My family and friends are a prime example of how passion can be contagious. No one in my family had ever tried archery when I first picked up a bow, but that all changed quickly. Within a couple of years of seeing the joy I had in shooting; my dad bought a Holm longbow. And after borrowing one of my bows for a while, my brother now has a Black Widow he uses to hunt deer and target shoot. Countless friends now have a pastime that, before my incessant preaching, was not even on their radar. I make a practice of putting a bow into the hands of anyone who comes to my house. If they are physically able and if their interest is piqued, I do everything in my power to get them a bow of their own.
However, the most successful convert to the traditional bowhunting world is my husband. Initially, he was as skeptical as everyone else had been. A former compound shooter, he didn’t think much about the efficiency or accuracy of shooting traditional tackle. I remember telling him that with a trad bow, it is the person who is accurate, not the bow. The compound, the firearm, the crossbow, they are weapons designed to take the ability for human error as far out of the equation as possible. He was dubious but enjoyed practicing with me and soon proved to be a very proficient archer. When my Achilles tendon ruptured in September of 2022 and effectively sidelined me for the season, I told him that I expected him to get a deer with my Black Widow PCH since I couldn’t be in the woods.
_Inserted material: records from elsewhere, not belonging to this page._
PR #497, opened 2017-02-02
Implementation and tests for Windows Integrated Authentication.

tvrprasad:
- This is currently implemented for Windows only.
- No username/password needed when connecting as domain user.
- Leverages current implementation of NTLM authentication that requires
  username/password.
- Adds a dependency on https://www.npmjs.com/package/sspi-client package
  for implementation of SSPI protocol.
- sspi-client has native code which means the module will be built on
  client machines at Tedious installation time.

Address issue - https://github.com/tediousjs/tedious/issues/415

This is a squashed version of the work done under
https://github.com/tediousjs/tedious/pull/486

PR #635, opened 2017-10-28
Fix: Fix deployments to Azure.

arthurschreiber:
The `sspi-client` that was added to support native windows
authentication requires a small amount of C++ code to be compiled via
`node-gyp` during installation. This is not support on Azure out-of-the
box.

As the native windows authentication was never documented and only
accidentally included in the 2.1.0 release, we can remove the code to
support it to fix deployments for Azure users.

Native windows authentication will be brought back and supported in
future `tedious` releases.

### DIFF
--- a/package.json
+++ b/package.json
@@ -45,8 +45,7 @@
     "bl": "^1.2.0",
     "iconv-lite": "^0.4.11",
     "readable-stream": "^2.2.6",
-    "sprintf": "0.1.5",
-    "sspi-client": "^0.1.0"
+    "sprintf": "0.1.5"
   },
   "devDependencies": {
     "async": "^1.4.0",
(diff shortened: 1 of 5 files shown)


arthurschreiber:
Hey @v-suhame,

this should fix deployment of node.js applications using tedious to Azure. I'm sorry I had to remove the code you added earlier, but I'll try to get #624 released soon after to bring back support for windows native authentication, in a way that does not break deployments to Azure. 🙇 

Thanks for letting me know about the issue! ❤️

v-suhame:
@arthurschreiber No worries! The changes are going to be back sooner or later 😉  

This PR is good to go if you remove [integration tests](https://github.com/tediousjs/tedious/pull/497/files#diff-33a6e1cce2a4742a36f4fcab71c12643) for windows auth.

arthurschreiber:
@v-suhame Thanks for pointing out these test cases! 🙇

As soon as the test cases pass and this gets merged, a `tedious@2.1.1` will be released. 😄

PR #640, opened 2017-11-07
chore: Add `flow`.

arthurschreiber:
This adds two new dependencies, `flow-bin` and `babel-preset-flow`, allowing us to add type information to `tedious`. Type information will only be "internal" for now, while we build out the use of types in the `tedious` code base.

Once we have enough type information defined to be useful for end users, we can use the `flow-copy-source` package to make sure types get packaged up and published in the `tedious` npm package as well. 👍

~~This also adds some very basic type information to the `Request` related code inside `src/request.js`, as a first step.~~


arthurschreiber:
I changed this pull request to only contain the addition of `flow` libraries and configuration. I'll open new pull requests to gradually add type information. 👍

PR #641, opened 2017-11-09
chore: Upgrade Node.js versions used for CI.

arthurschreiber:
This updates the Node.js versions that we use to run our tests on during CI on Travis and Appveyor. Node.js 7.x is no longer maintained or supported, 8.x became the new long-term support release, and new development happens on 9.x now.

I was half joking, but he took it very seriously.
We spent every evening going over maps of our hunting area and I showed him where I had taken a doe the previous year and where they often bedded and came out to feed. He also did his own scouting and hunted diligently, heading straight to the stand after work for most of October and planning morning hunts for the days when he was home. Before hitting the woods on the morning of November 3rd, he shared his well-thought-out plan to take the long way in to avoid spooking anything or getting winded. I decided I would take my crutches down into our woods and sit on the edge with my longbow. My hunt was a complete bust, crutches and a non-weight bearing boot made me clumsy and loud.
“I shot something big. I’m coming to get you so you can help me trail it,” was the text I read after I saw a buck burst out of the woods in front of me. My disappointment over my own failed attempt was forgotten in the excitement of trying to hobble back to our house to help him trail his deer. Truthfully, I don’t know that I’ve ever been that excited over a deer I shot myself! He brought me to a walking 70-yard blood trail with a 10-point buck at the end, a beautiful animal with one perfect shot placed through him. My husband’s arrow did what it was made to do with skill and countless hours of practice making it fly true.
My journey into hunting, especially traditional bowhunting, is likely different than one would expect. Still, I am glad I didn’t let age, being a woman in a male-dominated sport, or limitations in knowledge stop me from pursuing hunting. I learned, I practiced, and most of all, I found it to be a bridge to building relationships with people I love.